/Neural-Network-CUDA

A neural network from scratch in CUDA/C++

Primary LanguageCuda

Neural network in CUDA/C++

Description

This is an implementation of a neural net, completely from scratch (including basic tensor operations like matrix multiplication), in CUDA/C++. You can find the accompanying blog for the code here.

Usage

The code is by no means efficient, so it is not a practical option and is meant for education purposes only. Nonetheless, here is an overview of the various classes & functions:

Deep Learning Modules

Everything is implemented in both pure C++ (under CPU/) and CUDA/C++ (under GPU/). The syntax remains virtually identical, and there are only two points to bear in mind when switching between C++ and CUDA/C++:

  1. C++ and CUDA/C++ modules end with the suffixes CPU and GPU respectively.
  2. Don't forget to allocate and destroy CUDA arrays via cudaMallocManaged and cudaFree
  • linear.h/Linear_SUFFIX:

    • Initiation:

      Required arguments: _bs (int, batch size), _n_in (int, number of input features), _n_out (int, number of output features) Optional argument: _lr (float, learning rate)
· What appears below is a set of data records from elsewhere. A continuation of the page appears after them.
Issue #1382, opened 2025-12-09
[Feat] Add pgBackRest bootstrap configuration directly to patroni.yml


bkhomuts:
### Problem

Patroni allows bootstrapping PostgreSQL clusters with pgbackrest. But autobase doesn't allow configuring this under the `bootstrap:` section.

### Description

Add an option to configure bootstrap section in the patroni.yml configuration file.

This would allow not only to create replicas with pgbackrest, but to bootstrap the cluster. Particularly useful when creating a copy of the existing cluster for testing.

### Importance

really want

### Proposed implementation

Update patroni.yml.j2 template, and add sections similar to `wal-g` and `pg_probackup`.

vitabaks:
Autobase has been supporting the creation of clusters from pgbackrest backups for many years.

Follow the documentation: https://autobase.tech/docs/management/restore

bkhomuts:
Hello @vitabaks ,
Thanks for linking the documentation, I have tried it today, but it wasn't sufficient. This is because the configuration of the bootstrap method pgbackrest was missing. In the autobase template, the config is as follows:
```
  method: pgbackrest
```
But for bootstrap to work, extra configuration is required, such as:
```
  pgbackrest:
    command: /usr/bin/pgbackrest --stanza=postgres-cluster --log-timestamp=n --delta restore
    keep_existing_recovery_conf: False
    no_params: True
    recovery_conf:
      recovery_target_action: promote
      recovery_target_timeline: latest
      restore_command: pgbackrest --stanza=postgres-cluster archive-get %f "%p"
```

vitabaks:
We don't use patroni for this, autobase will restore from the backup and then just run patroni for the ready-made database. 
https://github.com/vitabaks/autobase/blob/2.5.0/automation/roles/patroni/tasks/main.yml#L683-L790

This is necessary to support [delta restore](https://pgbackrest.org/user-guide.html#restore/option-delta)

bkhomuts:
@vitabaks , very much appreciate for pointing me to code. I haven't run the full playbook, that's why the cluster restore wasn't running restore_command.

But may I add an extra config section for bootstrap with pgBackRest to work from Patroni itself? It shouldn't create issues but would be valuable for my use in the dev environment, where I reprovision the patroni cluster myself, without autobase.

The idea is: Autobase installs the config files, but the cluster can be provisioned from pgBackRest without autobase.

vitabaks:
[...]

PR #1384, opened 2025-12-11
Add pgBackRest bootstrap configuration directly to patroni.yml

bkhomuts:
When bootstrap method is pgbackrest, a corresponding pgbackrest configuration section will be added under bootstrap in patroni.yml. This change allows bootstrapping the cluster using pgBackRest with Patroni, not relying on Autobase.

Resolves: #1382

### DIFF
--- a/automation/roles/patroni/tasks/main.yml
+++ b/automation/roles/patroni/tasks/main.yml
@@ -381,12 +381,6 @@
   when: postgresql_wal_dir is defined and postgresql_wal_dir | length > 0
   tags: patroni, custom_wal_dir
 
-- name: Check if data directory exists, before creating it
-  ansible.builtin.stat:
-    path: "{{ postgresql_data_dir }}"
-  register: stat_postgresql_data_dir
-  tags: patroni, point_in_time_recovery
-
 - block: # when postgresql NOT exists or PITR
     - name: Prepare PostgreSQL | make sure PostgreSQL home directory "{{ postgresql_home_dir | default('') }}"
       ansible.builtin.file:
@@ -470,6 +464,17 @@
             group: postgres
             mode: "0755"
 
+        - name: Prepare PostgreSQL | make sure the data directory "{{ postgresql_data_dir | default('') }}" is empty
+          ansible.builtin.file:
+            path: "{{ postgresql_data_dir }}"
+            state: "{{ item }}"
+            owner: postgres
+            group: postgres
+            mode: "0700"
+          loop:
+            - absent
+            - directory
+
         - name: Prepare PostgreSQL | make sure PostgreSQL unix socket directory "{{ postgresql_unix_socket_dir | default('') }}" exists
           ansible.builtin.file:
             path: "{{ postgresql_unix_socket_dir }}"
@@ -499,20 +504,6 @@
           when: postgresql_wal_dir | default('') | length > 0
       when: patroni_cluster_bootstrap_method != "pgbackrest" or pgbackrest_patroni_cluster_clean_bootstrap | default(false)
   when: not postgresql_exists | default(false) | bool or patroni_cluster_bootstrap_method != "initdb"
-  tags: patroni, point_in_time_recovery
-
-- name: Prepare PostgreSQL | make sure the data directory "{{ postgresql_data_dir | default('') }}" is empty
-  ansible.builtin.file:
-    path: "{{ postgresql_data_dir }}"
-    state: "{{ item }}"
-    owner: postgres
-    group: postgres
-    mode: "0700"
-  loop:
-    - absent
-    - directory
-  # Clean the data directory if it didn't exist before.
-  when: (not stat_postgresql_data_dir.stat.exists) or pgbackrest_patroni_cluster_clean_bootstrap | default(false)
   tags: patroni, point_in_time_recovery
 
 - block: # when postgresql exists


vitabaks:
Please perform the test and attach a log confirming that it works. 

Also please check that this does not break the current cluster recovery logic according to the [documentation](https://autobase.tech/docs/management/restore#command-line) (in theory, there should be no problems, but it is advisable to attach a log).

automation/roles/patroni/templates/patroni.yml.j2
```diff
@@ -90,6 +90,18 @@ bootstrap:
       {% endfor %}
       {% endfor %}
 {% endif %}
+{% if patroni_cluster_bootstrap_method == 'pgbackrest' %}
+  pgbackrest:
+    command: "{{ pgbackrest_patroni_cluster_restore_command }}"
+    keep_existing_recovery_conf: False
```
vitabaks: Perhaps the value should be `True`?

> If keep_existing_recovery_conf is defined and set to True, Patroni will not remove the existing recovery.conf file if it exists (PostgreSQL <= 11). Similarly, in that case Patroni will not remove the existing recovery.signal or standby.signal if either exists, nor will it override the configured recovery settings (PostgreSQL >= 12). This is useful when bootstrapping from a backup with tools like **pgBackRest** that generate the appropriate recovery configuration for you.

https://patroni.readthedocs.io/en/latest/replica_bootstrap.html

bkhomuts: It makes sense to set it to True . I will test it with the new value and will post results.

bkhomuts: I have set the value to True, and it works as expected. Let's keep it True.

bkhomuts:
I have tested this change and confirmed it works when the variable `pgbackrest_do_patroni_clean_bootsrap` is set to either true or false.
Log files:
[log_redacted_pgbackrest_do_patroni_clean_bootsrap.log](https://github.com/user-attachments/files/24193269/log_redacted_pgbackrest_do_patroni_clean_bootsrap.log)


[log_redacted_pgbackrest_no_patroni_clean_bootsrap.log](https://github.com/user-attachments/files/24192419/log_redacted_pgbackrest_no_patroni_clean_bootsrap.log)

I have only tested `deploy_pgcluster` on the clean install, when `/var/lib/postgresql` is empty.

If `pgbackrest_do_patroni_clean_bootstrap: true`, then bootstrap is done using patroni, otherwise by the old process (remains default).

For deploy_pgcluster to work, I had to ensure that PostgreSQL data directory is empty, if it wasn't present prior to deploy, otherwise patroni fails to start due to system ID mismatch.

bkhomuts:
I have also tried the PITR recovery (with only tag point_in_time_recovery) now.

It works for both cases, the log files are similar, but in case pgbackrest_do_patroni_clean_bootstrap --- the postgresql data directory is removed prior to recovery.

In my case, the master restored successfully using --delta, and the replica restored from master:
```Dec 16 15:01:00 node2.localdomain patroni[8730]: patroni: INFO:  stderr=pg_rewind: servers diverged at WAL location 2AE/4D4836E8 on timeline 143
Dec 16 15:01:00 node2.localdomain patroni[8730]: pg_rewind: error: could not restore file "0000008F000002AE0000004D" from archive
Dec 16 15:01:00 node2.localdomain patroni[8730]: pg_rewind: error: could not find previous WAL record at 2AE/4D4836E8
Dec 16 15:01:00 node2.localdomain patroni[8730]: patroni: ERROR: Failed to rewind from healthy primary: node1
Dec 16 15:01:00 node2.localdomain patroni[8730]: patroni: WARNING: remove_data_directory_on_rewind_failure is set. removing...
```

automation/roles/common/defaults/main.yml
```diff
@@ -777,9 +777,13 @@ pgbackrest_server_conf:
 # the stanza section will be generated automatically
 
 pgbackrest_archive_command: "pgbackrest --stanza={{ pgbackrest_stanza }} archive-push %p"
-
+pgbackrest_do_patroni_clean_bootsrap: false
```
vitabaks: what is missing here is a brief description of the variable, what it is needed for.
Also, the new variable must be described in the README of the pgbackrest role.

automation/roles/patroni/tasks/main.yml
```diff
@@ -381,6 +381,12 @@
   when: postgresql_wal_dir is defined and postgresql_wal_dir | length > 0
   tags: patroni, custom_wal_dir
 
+- name: Check if data directory exists, before creating it
+  ansible.builtin.stat:
+    path: "{{ postgresql_data_dir }}"
+  register: stat_postgresql_data_dir
+  tags: patroni, point_in_time_recovery
```
vitabaks: It seems to me that this task is optional.

automation/roles/patroni/tasks/main.yml
```diff
@@ -464,17 +470,6 @@
             group: postgres
             mode: "0755"
 
-        - name: Prepare PostgreSQL | make sure the data directory "{{ postgresql_data_dir | default('') }}" is empty
```
vitabaks, line 467: See the comment below

automation/roles/patroni/tasks/main.yml
```diff
@@ -502,10 +497,24 @@
             - absent
             - directory
           when: postgresql_wal_dir | default('') | length > 0
-      when: patroni_cluster_bootstrap_method != "pgbackrest"
+      when: patroni_cluster_bootstrap_method != "pgbackrest" or pgbackrest_do_patroni_clean_bootsrap | default(false)
   when: not postgresql_exists | default(false) | bool or patroni_cluster_bootstrap_method != "initdb"
   tags: patroni, point_in_time_recovery
 
+- name: Prepare PostgreSQL | make sure the data directory "{{ postgresql_data_dir | default('') }}" is empty
```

    • forward: Runs a linear forward pass (weights set with Kaiming initialization, biases set to zero)

      Required arguments: _inp (float*, the input data), _out (float*, holds the output)

    • update: Stores a copy of the weights for later use, then updates them as well as the biases

    • backward: Stores the gradients of the loss with respect to the input in _inp, assuming _out contains the gradients of the loss with respect to the next layer's input (i.e. the next layer has called backward). The weights used are the ones saved during update, and the copies are deleted thereafter.

  • relu.h/ReLU_SUFFIX:

    • Initiation:

      Required argument: _sz_out (int, the number of elements it's given)

    • forward, backward: Like Linear_SUFFIX but for ReLU

  • mse.h/MSE_SUFFIX:

    • Initiation: Like ReLU

    • forward: Stores the predicted & target values for later use

      Required arguments: _inp (float*, the predicted values), _out (float*, the target values)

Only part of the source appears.